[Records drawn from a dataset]
>>>

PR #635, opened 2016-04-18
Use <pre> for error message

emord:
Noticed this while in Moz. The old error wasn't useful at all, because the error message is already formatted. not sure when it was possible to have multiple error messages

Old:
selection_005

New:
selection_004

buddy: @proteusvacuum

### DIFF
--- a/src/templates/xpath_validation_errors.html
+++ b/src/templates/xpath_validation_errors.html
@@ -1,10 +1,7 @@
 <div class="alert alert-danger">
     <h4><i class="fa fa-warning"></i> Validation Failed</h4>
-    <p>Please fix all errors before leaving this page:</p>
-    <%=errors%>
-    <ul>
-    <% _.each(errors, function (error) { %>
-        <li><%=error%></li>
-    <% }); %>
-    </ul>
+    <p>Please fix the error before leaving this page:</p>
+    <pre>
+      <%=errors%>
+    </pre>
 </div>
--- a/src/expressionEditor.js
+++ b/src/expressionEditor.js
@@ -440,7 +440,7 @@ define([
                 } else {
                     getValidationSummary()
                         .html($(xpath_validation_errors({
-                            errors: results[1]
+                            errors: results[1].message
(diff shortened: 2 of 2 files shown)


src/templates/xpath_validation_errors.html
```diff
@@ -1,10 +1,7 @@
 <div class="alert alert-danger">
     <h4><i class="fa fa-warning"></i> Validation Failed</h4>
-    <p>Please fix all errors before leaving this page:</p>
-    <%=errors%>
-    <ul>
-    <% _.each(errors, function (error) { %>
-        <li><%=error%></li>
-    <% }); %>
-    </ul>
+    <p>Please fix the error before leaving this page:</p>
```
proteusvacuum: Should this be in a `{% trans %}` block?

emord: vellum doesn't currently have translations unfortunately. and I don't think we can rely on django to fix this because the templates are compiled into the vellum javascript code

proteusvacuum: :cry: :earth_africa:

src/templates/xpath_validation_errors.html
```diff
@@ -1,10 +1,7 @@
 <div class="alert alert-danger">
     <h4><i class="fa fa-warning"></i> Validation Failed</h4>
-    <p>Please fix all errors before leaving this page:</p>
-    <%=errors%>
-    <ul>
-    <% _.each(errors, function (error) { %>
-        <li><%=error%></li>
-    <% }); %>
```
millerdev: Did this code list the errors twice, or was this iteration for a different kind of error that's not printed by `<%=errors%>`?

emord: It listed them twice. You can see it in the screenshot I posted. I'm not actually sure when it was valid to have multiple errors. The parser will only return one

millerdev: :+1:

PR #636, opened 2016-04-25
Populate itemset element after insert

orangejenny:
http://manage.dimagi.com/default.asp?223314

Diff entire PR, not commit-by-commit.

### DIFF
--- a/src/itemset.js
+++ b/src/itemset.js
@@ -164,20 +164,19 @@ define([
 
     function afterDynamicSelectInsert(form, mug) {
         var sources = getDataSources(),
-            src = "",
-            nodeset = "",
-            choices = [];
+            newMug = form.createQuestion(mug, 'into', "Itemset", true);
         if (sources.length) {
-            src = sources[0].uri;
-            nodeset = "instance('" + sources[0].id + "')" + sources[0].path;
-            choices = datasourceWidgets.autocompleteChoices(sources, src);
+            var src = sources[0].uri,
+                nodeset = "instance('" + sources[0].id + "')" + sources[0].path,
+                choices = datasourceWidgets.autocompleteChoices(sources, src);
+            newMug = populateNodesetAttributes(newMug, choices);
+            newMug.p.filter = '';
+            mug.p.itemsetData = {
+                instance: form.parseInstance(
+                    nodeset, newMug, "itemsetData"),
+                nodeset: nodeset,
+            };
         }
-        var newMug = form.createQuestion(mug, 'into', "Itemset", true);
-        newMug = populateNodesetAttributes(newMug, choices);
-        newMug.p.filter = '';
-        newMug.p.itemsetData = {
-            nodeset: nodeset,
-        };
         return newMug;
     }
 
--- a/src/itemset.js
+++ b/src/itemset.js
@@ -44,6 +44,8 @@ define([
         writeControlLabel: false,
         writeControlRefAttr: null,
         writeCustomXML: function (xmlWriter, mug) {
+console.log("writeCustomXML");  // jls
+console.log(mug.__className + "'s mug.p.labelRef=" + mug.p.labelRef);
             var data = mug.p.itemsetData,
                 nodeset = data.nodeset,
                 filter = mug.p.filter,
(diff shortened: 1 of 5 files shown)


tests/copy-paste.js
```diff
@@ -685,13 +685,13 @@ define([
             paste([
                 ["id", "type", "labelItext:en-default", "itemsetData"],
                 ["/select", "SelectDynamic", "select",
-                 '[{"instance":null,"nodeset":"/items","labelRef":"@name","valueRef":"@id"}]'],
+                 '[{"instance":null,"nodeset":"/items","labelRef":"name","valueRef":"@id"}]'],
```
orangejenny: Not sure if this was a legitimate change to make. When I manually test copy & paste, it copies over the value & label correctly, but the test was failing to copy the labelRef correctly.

<<<

THE TASK
Each line of the data that holds "orangejenny" should be copied.

RESPONSE AREA
orangejenny:
orangejenny: Not sure if this was a legitimate change to make. When I manually test copy & paste, it copies over the value & label correctly, but the test was failing to copy the labelRef correctly.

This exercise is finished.